Trudeau’s 35 MPs are also calling for more support for caregivers who help elderly Canadians stay in their homes and for legislated limits on credit card interest rates and fees charged to merchants on credit card purchases.

Of all the 160-plus resolutions to be considered at the convention, those emanating from the caucus are most likely to reflect the leader’s thinking. Indeed, the caucus’ priority resolution on “restoring trust in Canada’s democracy” specifically notes that it is “a compilation of ideas developed by the leader and caucus.”

Yet the resolutions most likely to capture headlines come from the party’s women’s commission and youth wing, both of which are calling for legalization of assisted suicide.

Trudeau has indicated he sees the issue as a distraction from the main event at the convention: a laser-like focus on economic policy.

“Our focus will entirely be on — almost entirely be on economic issues, because that is what is most worrying to Canadians,” he said earlier this week.

He tiptoed around his own views on assisted suicide, characterizing the issue as a question of balance between the rights of terminally ill adults and the need to protect vulnerable people, society and its institutions.

“It’ll be a minor discussion but an important one for political parties to have, as we must have with our constituents and as parliamentarians on difficult issues. But our focus remains economic success for the middle class in this country.”

Another potentially headline grabbing distraction — a resolution calling for legalization, regulation and taxation of prostitution, from which Trudeau distanced himself last month — has helpfully been withdrawn by the British Columbia wing of the party.

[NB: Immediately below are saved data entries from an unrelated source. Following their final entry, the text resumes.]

PR #8862, opened 2020-07-30
Fixes #30524 - Add content_views/:id/repositories/show_all endpoint

johnpmitsch:
Adds a way to see all repositories, both added and available to a content view. This is useful for the new CV UI page.

### DIFF
--- a/app/controllers/katello/api/v2/content_view_repositories_controller.rb
+++ b/app/controllers/katello/api/v2/content_view_repositories_controller.rb
@@ -1,0 +1,47 @@
+module Katello
+  class Api::V2::ContentViewRepositoriesController < Api::V2::ApiController
+    # There are other Content View Repository related endpoints that are in RepositoriesController
+    include Katello::Concerns::FilteredAutoCompleteSearch
+
+    before_action :find_content_view
+    before_action :find_organization_from_cv
+
+    # content_views/:id/repositories/show_all
+    # Shows all repositories, added and available to add, for a content view
+    # Undocumented endpoint since the functionality exists in separate calls already.
+    # This was created for ease of pagination and search for the UI
+    param :id, :number, desc: N_("Content View id"), required: true
+    param :only, ["available", "added"], desc: N_("only show a subset of results, either 'available' or 'added'")
+    def show_all
+      query = Repository.readable
+      ids = []
+      ids += @organization.default_content_view.versions.first.repositories.pluck(:id) unless params[:only] == 'added'
+      added_ids = @content_view.repositories.pluck(:id)
+      if params[:only] == 'available'
+        ids -= added_ids
+      else
+        ids += added_ids
+      end
+      query = query.where(id: ids.uniq)
+      sorted_ids = query.sort_by { |repo| repo.in_content_view?(@content_view) ? 0 : 1 }.pluck(:id)
+      sorted_query = Katello::Repository.where(id: sorted_ids)
+
+      # Make sure the added content views are returned first
+      options = { resource_class: Katello::Repository,
+                  deterministic_order: "array_position(array[#{sorted_ids.join(',')}], #{Katello::Repository.table_name}.id)" }
+      repos = scoped_search(sorted_query, nil, nil, options)
+
+      respond_for_index(:collection => repos)
+    end
+
+    private
+
+    def find_content_view
+      @content_view = ContentView.find(params[:content_view_id])
+    end
+
+    def find_organization_from_cv
+      @organization = @content_view.organization
+    end
+  end
+end
--- a/app/controllers/katello/api/v2/content_view_repositories_controller.rb
+++ b/app/controllers/katello/api/v2/content_view_repositories_controller.rb
@@ -24,12 +24,11 @@ module Katello
         CAST (#{kcvr}.repository_id as BOOLEAN) ASC, #{krr}.name
       SQL
 
-      query = Katello::Repository.in_default_view.in_organization(@organization)
+      query = Katello::Repository.readable.in_default_view.in_organization(@organization)
       # Use custom sort to perform the join and order since we need to order by specific content_view
       # and the ORDER BY query needs access to the katello_content_view_repositories table
       custom_sort = ->(sort_query) { sort_query.joins(:root).joins(join_query).order(order_query) }
-      options = { resource_class: Katello::Repository,
-                  custom_sort: custom_sort }
+      options = { resource_class: Katello::Repository, custom_sort: custom_sort }
       repos = scoped_search(query, nil, nil, options)
 
       respond_for_index(:collection => repos)
--- a/app/controllers/katello/api/v2/content_view_repositories_controller.rb
+++ b/app/controllers/katello/api/v2/content_view_repositories_controller.rb
@@ -11,25 +11,10 @@ module Katello
     # Undocumented endpoint since the functionality exists in separate calls already.
     # This was created for ease of pagination and search for the UI
     param :id, :number, desc: N_("Content View id"), required: true
-    param :only, ["available", "added"], desc: N_("only show a subset of results, either 'available' or 'added'")
     def show_all
-      query = Repository.readable
-      ids = []
-      ids += @organization.default_content_view.versions.first.repositories.pluck(:id) unless params[:only] == 'added'
-      added_ids = @content_view.repositories.pluck(:id)
-      if params[:only] == 'available'
-        ids -= added_ids
-      else
-        ids += added_ids
-      end
-      query = query.where(id: ids.uniq)
-      sorted_ids = query.sort_by { |repo| repo.in_content_view?(@content_view) ? 0 : 1 }.pluck(:id)
-      sorted_query = Katello::Repository.where(id: sorted_ids)
-
-      # Make sure the added content views are returned first
-      options = { resource_class: Katello::Repository,
-                  deterministic_order: "array_position(array[#{sorted_ids.join(',')}], #{Katello::Repository.table_name}.id)" }
-      repos = scoped_search(sorted_query, nil, nil, options)
+      query = Katello::Repository.all_for_content_view(@content_view.id);
+      options = { resource_class: Katello::Repository, fixed_query: true }
+      repos = scoped_search(query, nil, nil, options)
 
       respond_for_index(:collection => repos)
     end
--- a/app/controllers/katello/api/v2/content_view_repositories_controller.rb
+++ b/app/controllers/katello/api/v2/content_view_repositories_controller.rb
@@ -12,8 +12,24 @@ module Katello
     # This was created for ease of pagination and search for the UI
     param :id, :number, desc: N_("Content View id"), required: true
     def show_all
-      query = Katello::Repository.all_for_content_view(@content_view.id);
-      options = { resource_class: Katello::Repository, fixed_query: true }
+      kr = Katello::Repository.table_name
+      krr = Katello::RootRepository.table_name
+      kcvr = Katello::ContentViewRepository.table_name
+      join_query = <<-SQL
+        LEFT OUTER JOIN #{kcvr}
+        ON #{kr}.id = #{kcvr}.repository_id
+        AND #{kcvr}.content_view_id = #{@content_view.id}
+      SQL
+      order_query = <<-SQL
+        CAST (#{kcvr}.repository_id as BOOLEAN) ASC, #{krr}.name
+      SQL
+
+      query = Katello::Repository.in_default_view.in_organization(@organization)
+      # Use custom sort to perform the join and order since we need to order by specific content_view
+      # and the ORDER BY query needs access to the katello_content_view_repositories table
+      custom_sort = ->(sort_query) { sort_query.joins(:root).joins(join_query).order(order_query) }
+      options = { resource_class: Katello::Repository,
+                  custom_sort: custom_sort }
       repos = scoped_search(query, nil, nil, options)
 
       respond_for_index(:collection => repos)
--- a/app/views/katello/api/v2/content_view_repositories/show_all.json.rabl
+++ b/app/views/katello/api/v2/content_view_repositories/show_all.json.rabl
@@ -1,0 +1,8 @@
+object false
+
+extends "katello/api/v2/common/metadata"
+
+child @collection[:results] => :results do
+  extends 'katello/api/v2/repositories/base'
+  node(:added_to_content_view) { |repo| repo.in_content_view?(@content_view) }
+end
--- a/app/controllers/katello/api/v2/api_controller.rb
+++ b/app/controllers/katello/api/v2/api_controller.rb
@@ -66,6 +66,7 @@ module Katello
       resource = options[:resource_class] || resource_class
       includes = options.fetch(:includes, [])
       group = options.fetch(:group, nil)
+      deterministic_order = options.fetch(:deterministic_order, "#{query.table_name}.id DESC")
       params[:full_result] = true if options[:csv]
       blank_query = resource.none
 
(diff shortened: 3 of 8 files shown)


app/controllers/katello/api/v2/content_view_repositories_controller.rb
```diff
@@ -0,0 +1,39 @@
...
+      sorted_ids = query.sort_by { |repo| repo.in_content_view?(@content_view) ? 0 : 1 }.pluck(:id)
+      sorted_query = Katello::Repository.where(id: sorted_ids)
+
+      # Make sure the added content views are returned first
+      options = { resource_class: Katello::Repository,
+                  deterministic_order: "array_position(array[#{sorted_ids.join(',')}], #{Katello::Repository.table_name}.id)" }
+      repos = scoped_search(sorted_query, nil, nil, options)
+
+      respond_for_index(:collection => repos)
+    end
```
johnpmitsch, line 27: I'm not sure if this is the best way to achieve what we are trying to, but we need to ensure that that the added content views are returned first in the results and that stays the same across pagination and regardless of the amount of repositories addded to a CV.

With scoped search, this needs to be done in SQL, but there isn't an attribute to cleanly order by to tell if a repository is added to a specific content view.

This is grabbing all the ids of the available and added repositories to a content view and then sorting them by if they have been added to that content view. From there, queries for all the ids and specifies to use the sql sort by ids in the scoped_search method by the new 'deterministic_order' option. 

This way everything stays searchable and paginated and the added content views will always be on the very top of the results.

johnpmitsch:
We discussed making this undocumented since the functionality is already available with two calls to `content_views/:id/repositories` with different parameters to get available and added repos

This would allow us to make breaking changes and structure it the way we need in the UI.

Any objections to this approach?

app/controllers/katello/api/v2/content_view_repositories_controller.rb
jeremylenz: Can you use a JOIN statement to make a single SQL result set with a simple boolean "added/available" column, and then return that?  It may take some SQL thinking to get it working, and we may have to graduate from the SQL that Active Record can give us, but I think it's at least worth investigating.

Using `JOIN`s will be much better than running `in_content_view?` on every row, because it could turn possibly hundreds of SQL queries into one.

`.uniq` and `.sort_by` can get mighty slow in Ruby when you have a lot of records to process.  `.distinct` and `.order` are much faster since they use SQL.  And you could order first by added, then by ID.  For the `[:only]` params, you could use `.where` clauses to limit the results.

johnpmitsch:
I'm having trouble getting the SQL to play nice with the scoped search method, converting to a draft for now. Here is a recap of the progress so far:

Goal: Add API call to get all Repositories for a Content View, both added and available.
Requirements:
- Have a indicator of whether or not the repository was added to the specific content view in the API response
- Added repositories should be shown first in the response
- Search and pagination should not affect the ordering, added repositories should be showed first in the response. For example, if CV foo has 20 repositories added to it and I query with a page size of 5, the first 4 pages will be the added repositories.

The root of the issue is that we don't have a column on the repositories db table to sort by to tell if a repository was added to a specific content view, and we can't add one since it is meant for a specific content view so this data needs to be dynamically determined. This makes it hard to work with the existing scoped_search method since it's not as simple as ordering by "name" or similar.

Attempt 1: Query the repositories then sort the repositories by added or available to the CV in Rails, grab those ids, then tell SQL to use that exact id sort order. See a316f04e7a132d0782bf68f1a7a47f0b49994a51 
- issues: This works fine, but is a very roundabout way of doing so and probably is not the best performance-wise.

Attempt 2: Use SQL to perform joins to get the relevant info and add an "added_to_content_view"  column. Sort based on that column. See f370439902e6e73804c7d529ef342248e8899373
- issues: This works in SQL, but some modifications have to be made to scoped_search, since it re-queries the collection by id. This also is proving to be very brittle. For example, `.count` doesn't work but `.count(:all)` and `.size` do. (I think this is [a known bug](https://github.com/rails/rails/issues/36402))
```sql
LINE 3: WHERE  "katello_repositories"."id" IN
                                           ^
katello=# SELECT Count(*)
FROM   "katello_repositories"
WHERE  "katello_repositories"."id" IN
              (SELECT DISTINCT katello_repositories.*,
                        CASE
                          WHEN katello_content_view_repositories.content_view_id
                               = 4
                                                              THEN 1
                          ELSE 0
                        END AS "added_to_content_view",
                        "katello_repositories"."id"
                                       FROM   katello_repositories
              LEFT JOIN katello_content_view_repositories
                     ON ( katello_repositories.id =
                          katello_content_view_repositories.repository_id )
              LEFT JOIN katello_content_views
                     ON ( katello_content_view_repositories.content_view_id =
                          katello_content_views.id )
                                       WHERE  ( katello_content_views.id = 4
                                                 OR
              katello_content_views.id IS NULL )
                                       ORDER  BY added_to_content_view DESC,
                                                 katello_repositories.id)
;
ERROR:  subquery has too many columns
```
It also doesn't work with some methods like `.pluck(:id)`, where the custom column doesn't exist
```
[9] pry(main)> Katello::Repository.all_for_content_view(4).pluck(:id)
ActiveRecord::StatementInvalid: PG::SyntaxError: ERROR:  syntax error at or near ""added_to_content_view""
LINE 2: ) ORDER BY         CASE WHEN EXISTS "added_to_content_view" ...
```

Right now I'm leaning towards going back to attempt 1 and seeing if there is a way to make things more performant there, but want to share the progress so far and see if there are any other ideas.

@jeremylenz @jturel @jlsherrill any thoughts?

jeremylenz:
I'd feel strongly against returning to Attempt 1.  I feel like we're on the right track with Attempt 2 and it's so close!

Without investigating, I'm guessing that the inability to run certain methods is because the data type of your result isn't an `ActiveRecord::Relation` (could be an array or something else), but either way I'm pretty sure there's still a way and it's worth doing some more poking.

Sometimes the Active Record query methods just can't do what you want.  But this is ok, since it's just SQL.  For example, there's no real difference between `.pluck(:id)` and `SELECT table_name.id FROM ...`  Maybe @chris1984 or another SQL guru can give us some more tips :wink: 

I guess in general the things to pay attention to are:

1. What Ruby data type you are getting from each query result? Array, ActiveRecord::Relation, something else? (Raw SQL, scoped_search and Active Record query methods may all behave differently)
2. What SQL does Active Record write for you?  Is that the SQL you want?
3. What SQL does scoped_search write for you? Is that the SQL you want?
4. Once the query is complete, is it in the form you want?

I think it's worth further investigation with the above in mind.

jeremylenz:
also just had a thought: [External search methods](https://github.com/wvanbergen/scoped_search/wiki/Search-definition#external-search-methods) in scoped_search may be helpful here

chris1984:
@johnpmitsch for the SQL command, can you run an explain on it to see the time it takes for the transaction to complete?

https://www.postgresql.org/docs/9.1/sql-explain.html

jlsherrill:
@johnpmitsch this seems to work within the console, would something similar work within your controller?
```
Katello::Repository.in_default_view.joins(:root).joins("LEFT OUTER JOIN katello_content_view_repositories on katello_repositories.id = katello_content_view_repositories.repository_id and katello_content_view_repositories.content_view_id = 5").order('CAST (katello_content_view_repositories.repository_id as BOOLEAN) ASC, katello_root_repositories.name')
```

passing in a sort option via the api isn't going to work the same way it does with an index call (which uses scoped search today), i think we'd need to decide if its that important here to sort on anything other than name

johnpmitsch:
@jeremylenz updated thanks to @jlsherrill's suggestion, we determined off-thread it would work inside a custom_sort and still keep the appropriate sort order.

app/views/katello/api/v2/content_view_repositories/show_all.json.rabl
```diff
@@ -0,0 +1,8 @@
+object false
+
+extends "katello/api/v2/common/metadata"
+
+child @collection[:results] => :results do
+  extends 'katello/api/v2/repositories/base'
+  node(:added_to_content_view) { |repo| repo.in_content_view?(@content_view) }
```
jeremylenz, line 7: Won't this add a SQL query for each result row?  Perhaps the query in `content_view_repositories_controller#show_all` could be even further improved by using Active Record [`.select`](https://guides.rubyonrails.org/active_record_querying.html#selecting-specific-fields), something like

```rb
query = Katello::Repository.readable.in_default_view.in_organization(@organization).select("#{kr}.*, #{krr}.*, #{kcvr}.*, (#{kcvr}.repository_id IS NOT NULL) AS added")
```

(not sure if that condition is correct, double-check me)

Then each result will gain an `.added` method that returns true or false.  So here, in your rabl, you could just say 
```rb
attributes :added
```
with no need to call a method that runs more SQL.  Hopefully this would still work with `scoped_search`..  :crossed_fingers: 

And as a side bonus, it would simplify the `order_query` so you could just say `.order("added")`

jlsherrill: Because @content_view is an instance variable, its repositories association should get lazy only once, and not cause a query per repo, unless i misreading something.  Does that make sense?

jeremylenz: @jlsherrill aah yeah, I didn't think about that! Makes sense.

johnpmitsch: @jeremylenz are you all set with this or would like some changes here? 

The issue I ran into with using a custom column is we ultimately put everything in a subquery since we [re-query by ID](https://github.com/Katello/katello/blob/c50717c04f6b885d91da4280ae5b0de59cddc5b9/app/controllers/katello/api/v2/api_controller.rb#L81) so a custom column like that is not accessible when it comes to the rabl. I tried to modify scoped_search, but it didn't prove to be easy without making breaking changes.

This was the source of a lot of trouble here, but doing everything in the custom_search including the ordering allowed it to work as expected and be sorted. It does require the method to be called in the rabl to tell if it was added_for_repo, but I don't see a huge performance hit with that, we actually do a lot of queries per-repo, here are some for just one repo, notice they take 1ms or less: (not that we couldn't speed up this and many other db queries in our app :smile:)

```
2020-08-20T00:56:34 [D|sql|31374920]   ↳ /home/vagrant/katello/app/models/katello/repository.rb:721:in `docker_meta_tag_count'
2020-08-20T00:56:34 [D|sql|31374920]    (0.8ms)  SELECT COUNT(*) FROM "katello_rpms" INNER JOIN "katello_repository_rpms" ON "katello_rpms"."id" = "katello_repository_rpms"."rp
m_id" WHERE "katello_repository_rpms"."repository_id" = $1  [["repository_id", 110]]
2020-08-20T00:56:34 [D|sql|31374920]   ↳ /home/vagrant/katello/app/views/katello/api/v2/repositories/base.json.rabl:33:in `block in cached_source_450191144403171490'
2020-08-20T00:56:34 [D|sql|31374920]    (1.0ms)  SELECT COUNT(*) FROM "katello_srpms" INNER JOIN "katello_repository_srpms" ON "katello_srpms"."id" = "katello_repository_srpms"
."srpm_id" WHERE "katello_repository_srpms"."repository_id" = $1  [["repository_id", 110]]
2020-08-20T00:56:34 [D|sql|31374920]   ↳ /home/vagrant/katello/app/views/katello/api/v2/repositories/base.json.rabl:34:in `block in cached_source_450191144403171490'
2020-08-20T00:56:34 [D|sql|31374920]   CACHE  (0.0ms)  SELECT COUNT(*) FROM "katello_rpms" INNER JOIN "katello_repository_rpms" ON "katello_rpms"."id" = "katello_repository_rpm
s"."rpm_id" WHERE "katello_repository_rpms"."repository_id" = $1  [["repository_id", 110]]
2020-08-20T00:56:34 [D|sql|31374920]   ↳ /home/vagrant/katello/app/views/katello/api/v2/repositories/base.json.rabl:35:in `block in cached_source_450191144403171490'
2020-08-20T00:56:34 [D|sql|31374920]    (0.7ms)  SELECT COUNT(*) FROM "katello_package_groups" INNER JOIN "katello_repository_package_groups" ON "katello_package_groups"."id" =
 "katello_repository_package_groups"."package_group_id" WHERE "katello_repository_package_groups"."repository_id" = $1  [["repository_id", 110]]
2020-08-20T00:56:34 [D|sql|31374920]   ↳ /home/vagrant/katello/app/views/katello/api/v2/repositories/base.json.rabl:36:in `block in cached_source_450191144403171490'
2020-08-20T00:56:34 [D|sql|31374920]    (0.7ms)  SELECT COUNT(*) FROM "katello_errata" INNER JOIN "katello_repository_errata" ON "katello_errata"."id" = "katello_repository_err
ata"."erratum_id" WHERE "katello_repository_errata"."repository_id" = $1  [["repository_id", 110]]
2020-08-20T00:56:34 [D|sql|31374920]   ↳ /home/vagrant/katello/app/views/katello/api/v2/repositories/base.json.rabl:37:in `block in cached_source_450191144403171490'
2020-08-20T00:56:34 [D|sql|31374920]    (0.7ms)  SELECT COUNT(*) FROM "katello_puppet_modules" INNER JOIN "katello_repository_puppet_modules" ON "katello_puppet_modules"."id" =
 "katello_repository_puppet_modules"."puppet_module_id" WHERE "katello_repository_puppet_modules"."repository_id" = $1  [["repository_id", 110]]
2020-08-20T00:56:34 [D|sql|31374920]   ↳ /home/vagrant/katello/app/views/katello/api/v2/repositories/base.json.rabl:38:in `block in cached_source_450191144403171490'
2020-08-20T00:56:34 [D|sql|31374920]    (0.9ms)  SELECT COUNT(*) FROM "katello_files" INNER JOIN "katello_repository_file_units" ON "katello_files"."id" = "katello_repository_f
ile_units"."file_unit_id" WHERE "katello_repository_file_units"."repository_id" = $1  [["repository_id", 110]]
2020-08-20T00:56:34 [D|sql|31374920]   ↳ /home/vagrant/katello/app/views/katello/api/v2/repositories/base.json.rabl:39:in `block in cached_source_450191144403171490'
2020-08-20T00:56:34 [D|sql|31374920]    (0.6ms)  SELECT COUNT(*) FROM "katello_debs" INNER JOIN "katello_repository_debs" ON "katello_debs"."id" = "katello_repository_debs"."de
b_id" WHERE "katello_repository_debs"."repository_id" = $1  [["repository_id", 110]]
2020-08-20T00:56:34 [D|sql|31374920]   ↳ /home/vagrant/katello/app/views/katello/api/v2/repositories/base.json.rabl:40:in `block in cached_source_450191144403171490'
2020-08-20T00:56:34 [D|sql|31374920]    (0.7ms)  SELECT COUNT(*) FROM "katello_module_streams" INNER JOIN "katello_repository_module_streams" ON "katello_module_streams"."id" =
 "katello_repository_module_streams"."module_stream_id" WHERE "katello_repository_module_streams"."repository_id" = $1  [["repository_id", 110]]
2020-08-20T00:56:34 [D|sql|31374920]   ↳ /home/vagrant/katello/app/views/katello/api/v2/repositories/base.json.rabl:41:in `block in cached_source_450191144403171490'
2020-08-20T00:56:34 [D|sql|31374920]    (0.7ms)  SELECT COUNT(*) FROM "katello_ansible_collections" INNER JOIN "katello_repository_ansible_collections" ON "katello_ansible_collections"."id" = "katello_repository_ansible_collections"."ansible_collection_id" WHERE "katello_repository_ansible_collections"."repository_id" = $1  [["repository_id", 110]]
2020-08-20T00:56:34 [D|sql|31374920]   ↳ /home/vagrant/katello/app/views/katello/api/v2/repositories/base.json.rabl:42:in `block in cached_source_450191144403171490'
2020-08-20T00:56:34 [D|sql|31374920]   Katello::Repository Exists? (1.1ms)  SELECT 1 AS one FROM "katello_repositories" INNER JOIN "katello_content_view_repositories" ON "katello_repositories"."id" = "katello_content_view_repositories"."repository_id" WHERE "katello_content_view_repositories"."content_view_id" = $1 AND "katello_repositories"."id" = $2 LIMIT $3  [["content_view_id", 10], ["id", 110], ["LIMIT", 1]]
```

jeremylenz: After Justin's explanation I think my concern is addressed.. I'm good with this :+1:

Apart from the economy, Trudeau has also tried to distinguish himself from rival parties by advancing a relatively detailed agenda for democratic reform, including allowing more free votes and requiring greater disclosure of parliamentarians’ expenses.

The priority caucus resolution essentially lists the elements of Trudeau’s democratic reform proposals, including calling for a “truly independent Senate, not based upon partisanship or patronage” — which will give convention delegates a chance to retroactively give their seal of approval to Trudeau’s surprise decision last week to boot senators from the Liberal caucus.

They’ll get a more direct chance through a last-minute “sense of the convention” resolution proposed by the party’s national board. That resolution calls on delegates to support the leader’s decision to have only elected MPs sit in the national caucus, to direct the board to propose amendments to the party’s constitution at its next convention in 2016 to reflect that decision and, in the interim, to interpret the constitution consistent with the new makeup of caucus.

The constitution currently recognizes senators as members of the national caucus, although it gives the leader discretion to decide who sits in caucus. It also confers special privileges on senators, including automatic delegate status at conventions, a role in choosing interim leaders and one seat on the party’s policy development committee.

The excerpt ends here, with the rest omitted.